How I track my moneymaking

Make yourself more money

For me personally, this was the way that I dealt with debt. I worked really hard to make and save money online. I started completing surveys, getting paid to evaluate websites and more. Also, when I had got out of debt I started matched betting to ensure that we had a better quality of life and could begin building up our savings pot.

Save yourself more money

As well as working on making money I also worked harder on saving more money. I began batch cooking, meal planning and followed these money-saving tips. This helped me to look after every single pound I earned the best I could. I also made sure to check we weren’t overpaying for car insurance, energy bills or life insurance. This all made a BIG difference to our monthly outgoings and meant that we have extra money for clearing debt.

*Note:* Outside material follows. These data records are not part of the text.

PR #7, opened 2019-09-16
support cluster wide operation

kubicgruenfeld:
this is basically a copy of https://github.com/paulczar/percona-helm-charts/pull/1, but to the correct upstream repository.

with this change it is possible to watch all namespaces for percona-xtradb-cluster deployments.

### DIFF
--- a/charts/pxc-operator/templates/deployment.yaml
+++ b/charts/pxc-operator/templates/deployment.yaml
@@ -31,7 +31,11 @@ spec:
           - percona-xtradb-cluster-operator
           env:
             - name: WATCH_NAMESPACE
-              value: {{ default .Release.Namespace .Values.watchNamespace }}
+            {{- if kindIs "invalid" .Values.watchNamespace }}
+              value: {{ .Release.Namespace }}
+            {{- else }}
+              value:  {{ .Values.watchNamespace }}
+            {{- end }}
             - name: OPERATOR_NAME
               value: {{ default "percona-xtradb-cluster-operator" .Values.operatorName }}
           # livenessProbe:
--- a/charts/pxc-operator/templates/role-binding.yaml
+++ b/charts/pxc-operator/templates/role-binding.yaml
@@ -1,4 +1,8 @@
+{{- if kindIs "invalid" .Values.watchNamespace }}
 kind: RoleBinding
+  {{- else }}
+kind: ClusterRoleBinding
+{{- end }}
 apiVersion: rbac.authorization.k8s.io/v1beta1
 metadata:
   name: {{ include "pxc-operator.fullname" . }}
@@ -10,14 +14,14 @@ metadata:
 subjects:
 - kind: ServiceAccount
   name: default
-  {{- if .Values.watchNamespace }}
+  {{- if not (kindIs "invalid" .Values.watchNamespace) }}
   namespace: {{ .Release.Namespace }}
   {{- end }}
 roleRef:
-  {{- if .Values.watchNamespace }}
-  kind: ClusterRole
-  {{- else }}
+  {{- if kindIs "invalid" .Values.watchNamespace }}
   kind: Role
+  {{- else }}
+  kind: ClusterRole
   {{- end }}
   name: {{ include "pxc-operator.fullname" . }}
   apiGroup: rbac.authorization.k8s.io
--- a/charts/pxc-operator/templates/role.yaml
+++ b/charts/pxc-operator/templates/role.yaml
@@ -1,7 +1,7 @@
-{{- if .Values.watchNamespace }}
-kind: ClusterRole
-{{- else }}
+{{ if kindIs "invalid" .Values.watchNamespace }}
 kind: Role
+{{- else }}
+kind: ClusterRole
 {{- end }}
 apiVersion: rbac.authorization.k8s.io/v1beta1
 metadata:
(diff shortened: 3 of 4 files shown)


it-percona:
[CLA assistant check](https://cla-assistant.percona.com:443/Percona-Lab/percona-helm-charts?pullRequest=7) <br/>Thank you for your submission, we really appreciate it. Like many open source projects, we ask that you sign our [Contributor License Agreement](https://cla-assistant.percona.com:443/Percona-Lab/percona-helm-charts?pullRequest=7) before we can accept your contribution.<br/><sub>You have signed the CLA already but the status is still pending? Let us [recheck](https://cla-assistant.percona.com:443/check/Percona-Lab/percona-helm-charts?pullRequest=7) it.</sub>

delgod:
@kubicgruenfeld 
we think that particularly "database operators" should work in a single namespace.
yes, it sounds weird, but the reason is - database is a complex stateful application.
we really do our best to get fearless experience during database upgrades.
due to this our operator support only two versions - current and the previous.
so, if you have many namespaces
1) it is hard to have the same database version in all databases
2) we don't want to have a situation when operator update for namespace "test1" can (even theoretically) affect database in namespace "prod"

stefanandres:
This is sad for us. We are using several 3rd party operators in our clusters (nginx-ingress, postgres operator from zalando, presslabs mysql-operator).

We'd like to switch from presslabs to percona-operator because we have had a good experience running >500 servers with percona.

To 1.: The database version should not be defined by the operator itself, but by the object you feed the operator with. E.g. you can specify what database version you want in the [postgresql object](https://postgres-operator.readthedocs.io/en/latest/user/#create-a-manifest-for-a-new-postgresql-cluster). So the operator must have a matrix of supported db versions.

To 2.: Our kubernetes cluster are already seperated by environment, but each namespace represents an entire application. I.e. when running a setup, a namespace includes 1. a db 2. some caching 3. an ingress object 4. monitoring objects. 5. application pods. This makes is easy to implement namespace network policies and namespace resource quotes.

Running operators cluster-wide seems to be the common best practice in the community currently.

https://kubernetes.io/docs/concepts/extend-kubernetes/operator/ references to https://cloud.google.com/blog/products/containers-kubernetes/best-practices-for-building-kubernetes-operators-and-stateful-apps guideline which references to accepted https://github.com/kubernetes-sigs/kubebuilder framework. This framework uses cluster-wide [concepts](https://github.com/kubernetes-sigs/kubebuilder/search?p=1&q=kind%3A+role&type=Code&unscoped_q=kind%3A+role)

tduzan:
Howdy @stefanandres,

I understand your use case, and it is possible for us to build the operator so it supports cluster-wide operation.  From a development perspective this is a pretty straightforward change, but from an operational and user experience perspective it comes with a lot of caveats.  Our initial decision was based on a concern of handing users inexperienced with Kubernetes what amounts to a loaded gun pointed at their foot.  

Upgrades for most organizations largely are not optional, in order to meet security and compliance regulations, and upgrades should be a safe operation.  It's probably the area of database operations most fraught, and we wanted to use Operators as an opportunity to make this something that's safe by default.  Restricting the Operator to a single-namespace helps us to ensure this by making it possible for a user to run different Operator and database versions in different namespaces easily, in a supported way.

For us, "support" means more than just "the software allows this to happen", it means we very much support our users doing this type of configuration and will assist to make it work.  Given that, we have to be somewhat pragmatic when limiting the size of our support matrix, as we do thorough testing and validation at every level of the matrix.  In this vein, we made the choice that each Operator release would support images intended for itself and its immediate prior release, but no earlier.  Nothing prevents someone from running images several releases back with a newer Operator, and in theory it'd work fine, but we cannot easily invest the resources needed to validate to the level of thoroughness we do with all our releases that many versions.

By using separate Operators per namespace, a user can therefore run a supported release, at any point in the release history, separate from the remaining environment.  Essentially, we chose that the namespace would be our environmental isolation boundary, and you're saying that in your environment rather than having a dev and prod namespace, you'd have dev and prod clusters so the cluster is your environmental isolation boundary and namespaces are per-application.

We'll discuss internally and identify if there's a clean way to support both methods, still defaulting to Operator per namespace, and see what we can do.  Generally, my goal with our Operators is that we provide a pathway to do anything reasonable which would be supported within Kubernetes for advanced users, but our defaults should always help users who are unfamiliar with Kubernetes to have a good experience using our Operators with a mind towards necessary configuration for production workloads.  It's our goal to make production databases on Kubernetes not just a thing, but something that is admirable.

Hope this helps to explain the decision mindset, and I will seek to follow-up with you here on Github later this week.

Thanks.

stefanandres:
Hey @tduzan,
thank you for taking your time and explaining your decision more elaborately.
I'm glad you are taking an approach you feel good with to aim for a good and stable product.
We're eager to test and see whether/how we can integrate your operator in our customer experience.

tduzan:
I'm missing some of the folks I need to discuss this with, since they're out at a conference this week.  I will follow-up again next week after I discuss it with them on Monday.

baurmatt:
Hey @delgod / @tduzan, as Percona now seems to [officially support](https://www.percona.com/doc/kubernetes-operator-for-pxc/cluster-wide.html) cluster-wide operator - would you mind taking another look at this PR? :)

Ask the bank of Mum and Dad for a loan

If your parents are in a position to help financially then you could ask them for a loan. While this isn’t going to be great for your self-esteem it may mean that you can be free of interest repayments. Also, your parents may not be in quite such a hurry for their money back. This will allow you to make smaller payments while working on budgeting and avoiding future debt.

Consolidate your debt

If you have a lot of debt in different areas, credit cards, loans, car finance etc, it may be an idea to look at consolidating your debt. With low-interest loans available from Sainsburys Bank, and similar, the savings could be quite considerable. Ensure that you can make overpayments and don’t stretch yourself with your monthly loan repayment.

Get a 0% credit card deal

We always keep a 0% credit card on hand for emergencies. This is ideal for us as it allows us to have a spare card to fall back on and if we have an emergency we don’t pay any interest. These days we have an emergency fund and lots of savings, but I still keep one just in case. I’ve used it a couple of times in the past to help others out, although this maybe isn’t the best idea if you’re already in debt! 

Look at an IVA

If your situation is pretty dire, and you are struggling financially then consider getting IVA Help & Advice. An IVA (individual voluntary agreement) is something that typically lasts 5-6 years and is an alternative to a debt management plan. As a rough guide you’ll be expected to make payments for 5-6 years each month and at the end of the IVA your debts are written off.

Consider a debt management plan

A DMP (debt management plan) is the process of creditors being asked to freeze interest. If you are only paying the minimum payment off your debt each month then it is likely that your debt is rising, not falling. This is where a DMP can be useful, however, be advised that people can pay into these for literally years – I’ve heard of as many as 20 years! Read this post comparing IVAs and DMPs if you want more information.

Declare yourself bankrupt

Bankruptcy is over much quicker than an IVA or DMP and for the majority of people, 7/8, they won’t even have to make ANY payments at all. Also, bankruptcy cannot fail! This doesn’t mean it should be taken lightly but you can apply to become bankrupt if you can’t pay your debts.